Now consider the programming statement that attempts to change the value of the CLASS variable A as in the following specification:

proc phreg data=Test;
   class A;
   model T*Status(0)=A;
   if A=3 then A=2;
run;

Results of this analysis are shown in Figure 67.15 and are identical to those in Figure 67.14. The if A=3 then A=2 programming statement has no effects on the design variables for A, which have already been determined.

Figure 67.15: Design Variable and Regression Coefficient Estimates

The PHREG Procedure

Class Level
Information
Class Value Design Variables
A 1 1 0
  2 0 1
  3 0 0

Analysis of Maximum Likelihood Estimates
Parameter   DF Parameter
Estimate
Standard
Error
Chi-Square Pr > ChiSq Hazard
Ratio
Label
A 1 1 -1.40925 0.64802 4.7293 0.0297 0.244 A 1
A 2 1 -0.65705 0.51764 1.6112 0.2043 0.518 A 2


Additionally any variable used in a programming statement that has already been declared in the CLASS statement is not treated as a collection of the corresponding design variables. Consider the following statements:

proc phreg data=Test;
   class A;
   model T*Status(0)=A X;
   X=T*A;
run;

The CLASS variable A generates two design variables as explanatory variables. The variable X created by the X=T*A programming statement is a single time-dependent covariate whose values are evaluated using the exact values of A given in the data, not the dummy-coded values that represent the levels of A. In data set Test, A assumes the values of 1, 2, and 3, and these are the exact values that are used in producing X. If A were a character variable with values 'Bird', 'Cat', and 'Dog', the programming statement X=T*A would have produced an error in the attempt to multiply a number with a character value.

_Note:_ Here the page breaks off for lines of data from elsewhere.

PR #393, opened 2023-11-08
CFE-852: Enable ocp_dnsnameresolver CoreDNS plugin

arkadeepsen:
This PR makes the necessary changes to the Corefile of CoreDNS and adds the necessary RBAC permissions to CoreDNS to enable ocp_dnsnameresolver CoreDNS plugin. This is as per the enhancement proposal openshift/enhancements#1335.


rfredette (commented):
One nit, otherwise it all looks good to me.

pkg/operator/operator.go
```diff
@@ -36,6 +42,57 @@ type Operator struct {
...
+		logrus.Info("FeatureGates initialized", "knownFeatures", featureGates.KnownFeatures())
+	case <-time.After(1 * time.Minute):
+		logrus.Error(nil, "timed out waiting for FeatureGate detection")
+		return nil, fmt.Errorf("timed out waiting for FeatureGate detection")
+	}
+
+	featureGates, err := featureGateAccessor.CurrentFeatureGates()
+	if err != nil {
+		return nil, err
+	}
```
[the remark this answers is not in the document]
arkadeepsen: This is how it is advised to fetch the feature gates: https://docs.google.com/document/d/1zOL38_KDKwAvsx-LMHfyDdX4-jq3HQU1YWBjfuHaM0Q/edit#heading=h.o5ki6e7q871r

pkg/operator/controller/controller_dns_configmap.go
```diff
@@ -68,6 +68,11 @@ var corefileTemplate = template.Must(template.New("Corefile").Funcs(template.Fun
     cache {{ $.PositiveTTL }} {
         denial 9984 {{ $.NegativeTTL }}
     }
+    {{- if eq true $.OCPDNSNameResolver}}
+    ocp_dnsnameresolver {
+        namespaces {{range $.DNSNameResolverNamepsaces}}{{.}}{{end}}
```
alebedev87, line 73: Will we have a space separator? Can you please add a unit test with multiple namespaces?

pkg/operator/controller/controller_dns_configmap_test.go
```diff
@@ -1141,6 +1141,78 @@ func Test_coreDNSCache(t *testing.T) {
...
+						{
+							Name:  "buzz",
+							Zones: []string{"buzz.com", "example.buzz.com"},
+							ForwardPlugin: operatorv1.ForwardPlugin{
+								Upstreams: []string{"4.4.4.4"},
+							},
+						},
+					},
+				},
+			},
```
alebedev87, line 1192: Do we really need that many servers to check the plugin is added?

pkg/operator/controller/controller_dns_configmap.go
```diff
@@ -196,27 +206,31 @@ func desiredDNSConfigMap(dns *operatorv1.DNS, clusterDomain string, caBundleRevi
...
+		UpstreamResolvers:         upstreamResolvers,
+		PolicyStr:                 coreDNSPolicy,
+		LogLevel:                  coreDNSLogLevel(dns),
+		CABundleRevisionMap:       caBundleRevisionMap,
+		CABundleFileName:          caBundleFileName,
+		LameDuckDuration:          lameDuckDuration,
+		PositiveTTL:               pTTL,
+		NegativeTTL:               nTTL,
+		OCPDNSNameResolver:        dnsNameResolverEnabled,
+		DNSNameResolverNamepsaces: []string{DefaultDNSNameResolverNamespace},
```
alebedev87, line 233: Don't we want the namespaces as a part of the operator config along with the bool about enabled or not?

pkg/operator/controller/controller_dns_configmap.go
```diff
@@ -196,27 +206,31 @@ func desiredDNSConfigMap(dns *operatorv1.DNS, clusterDomain string, caBundleRevi
...
+		UpstreamResolvers         operatorv1.UpstreamResolvers
+		PolicyStr                 func(policy operatorv1.ForwardingPolicy) string
+		LogLevel                  string
+		CABundleRevisionMap       map[string]string
+		CABundleFileName          string
+		LameDuckDuration          time.Duration
+		PositiveTTL               uint32
+		NegativeTTL               uint32
+		OCPDNSNameResolver        bool
+		DNSNameResolverNamepsaces []string
```
alebedev87, line 220:
```suggestion
		DNSNameResolverNamespaces []string
```

pkg/operator/controller/controller_dns_configmap_test.go
```diff
@@ -1141,6 +1141,78 @@ func Test_coreDNSCache(t *testing.T) {
...
+	for _, tc := range testCases {
+		t.Run(tc.name, func(t *testing.T) {
+			if cm, err := desiredDNSConfigMap(tc.dns, clusterDomain, cmMap, true); err != nil {
+				if !errors.Is(err, tc.expectedError) {
+					t.Errorf("Unexpected error : %v", err)
+				}
+			} else if tc.expectedError != nil {
+				t.Errorf("Error %v was expected", tc.expectedError)
+			} else if diff := cmp.Diff(cm.Data["Corefile"], tc.expectedCoreFile); diff != "" {
+				t.Errorf("unexpected Corefile;\n%s", diff)
```
alebedev87, line 1210:
```suggestion
				t.Errorf("Unexpected Corefile;\n%s", diff)
```
As all the other errors start with an upper case letter.

pkg/operator/controller/names.go
```diff
@@ -140,3 +146,11 @@ func NodeResolverDaemonSetPodSelector() *metav1.LabelSelector {
...
 	}
 }
+
+// FeatureGateClusterConfigName returns the namespaced name of the
+// featuregates.config.openshift.io resource of the cluster.
+func FeatureGateClusterConfigName() types.NamespacedName {
+	return types.NamespacedName{
+		Name: DefaultFeatureGate,
+	}
+}
```
alebedev87, line 156: I cannot see where this function is used.

pkg/operator/controller/controller_dns_configmap_test.go
arkadeepsen: I have added 4 servers to show that the ocp_dnsnameresolver plugin gets added to each server config.

pkg/operator/controller/controller_dns_configmap_test.go
arkadeepsen: Actually in the other tests the error message "Unexpected error :" is in upper case and ""unexpected Corefile;" is in lower case. I had just copy pasted the same. LMK if I should change the case here.

pkg/operator/controller/names.go
arkadeepsen: This is not used in this PR. I'll remove the function.

pkg/operator/operator.go
```diff
@@ -36,6 +42,57 @@ type Operator struct {
 
 // New creates (but does not start) a new operator from configuration.
 func New(config operatorconfig.Config, kubeConfig *rest.Config) (*Operator, error) {
+	ctx := context.Background()
+	ctx, cancelFn := context.WithCancel(ctx)
+	go func() {
+		defer cancelFn()
+		<-config.Stop
```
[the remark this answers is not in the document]
arkadeepsen: I have followed the same structure that is followed in cluster ingress operator: https://github.com/openshift/cluster-ingress-operator/blob/bf974a96704fb0e98dad586ab81b86cb65123145/pkg/operator/operator.go#L80-L130

PLMK if I should go ahead and make the suggested changes, or stick to the similar format that is used in cluster ingress operator.

pkg/operator/operator.go
```diff
@@ -70,7 +127,10 @@ func New(config operatorconfig.Config, kubeConfig *rest.Config) (*Operator, erro
 		KubeRBACProxyImage:     config.KubeRBACProxyImage,
 		OperatorReleaseVersion: config.OperatorReleaseVersion,
 	}
-	if _, err := operatorcontroller.New(operatorManager, cfg); err != nil {
+	if _, err := operatorcontroller.New(operatorManager, operatorcontroller.Config{
+		Config:                 cfg,
+		DNSNameResolverEnabled: dnsNameResolverEnabled,
```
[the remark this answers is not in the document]
arkadeepsen: I am open to both. As `operatorconfig.Config` is being used in status controller as well, I thought adding it to specifically the `operatorcontroller.Config` it reduce the duplication of the information. PLMK your thoughts.

pkg/operator/controller/controller_dns_configmap.go
arkadeepsen: I'll add the namespace as part of the config.

pkg/operator/controller/controller_dns_configmap_test.go
alebedev87: Wouldn't 2 servers be sufficient then?

pkg/operator/operator.go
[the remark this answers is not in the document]
alebedev87: Yeah, the two operators differ in many aspects, making them diverge further doesn't seem to be practical. However the usage of `Stop` channel is still questionable: who closes it? if no routine does it then don't we care about the correct termination of the accesor and informer? if we don't why not passing a simple `context.TODO()`?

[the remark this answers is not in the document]
arkadeepsen: When I used the code from cluster ingress operator I also was wondering about the same thing. We can pass the `Stop` channel to `Start()` function of the operator and close the channel whenever the operator exits. WDYT?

Figure 67.16: Single Time-Dependent Variable X*A

The PHREG Procedure

Analysis of Maximum Likelihood Estimates
Parameter   DF Parameter
Estimate
Standard
Error
Chi-Square Pr > ChiSq Hazard
Ratio
Label
A 1 1 0.15798 1.69338 0.0087 0.9257 1.171 A 1
A 2 1 0.00898 0.87573 0.0001 0.9918 1.009 A 2
X   1 0.09268 0.09535 0.9448 0.3311 1.097  


To generalize the simple test of proportional hazard assumption for the design variables of A (as in the section the Classical Method of Maximum Likelihood), you specify the following statements, which are not the same as in the preceding program or as in the specification in the section Time Variable on the Right Side of the MODEL Statement:

proc phreg data=Test;
   class A;
   model T*Status(0)=A X1 X2;
   X1= T*(A=1);
   X2= T*(A=2);
run;

The Boolean parenthetical expressions (A=1) and (A=2) resolve to a value of 1 or 0, depending on whether the expression is true or false, respectively.

Results of this test are shown in Figure 67.17.

Figure 67.17: Simple Test of Proportional Hazards Assumption

The PHREG Procedure

Analysis of Maximum Likelihood Estimates
Parameter   DF Parameter
Estimate
Standard
Error
Chi-Square Pr > ChiSq Hazard
Ratio
Label
A 1 1 -0.00766 1.69435 0.0000 0.9964 0.992 A 1
A 2 1 -0.88132 1.64298 0.2877 0.5917 0.414 A 2
X1   1 -0.15522 0.20174 0.5920 0.4417 0.856  
X2   1 0.01155 0.18858 0.0037 0.9512 1.012  


In general, when your model contains a categorical explanatory variable that is time-dependent, it might be necessary to use hardcoded dummy variables to represent the categories of the categorical variable. Alternatively, you might consider using the counting-process style of input where you break up the covariate history of an individual into a number of records with nonoverlapping start and stop times and declare the categorical time-dependent variable in the CLASS statement.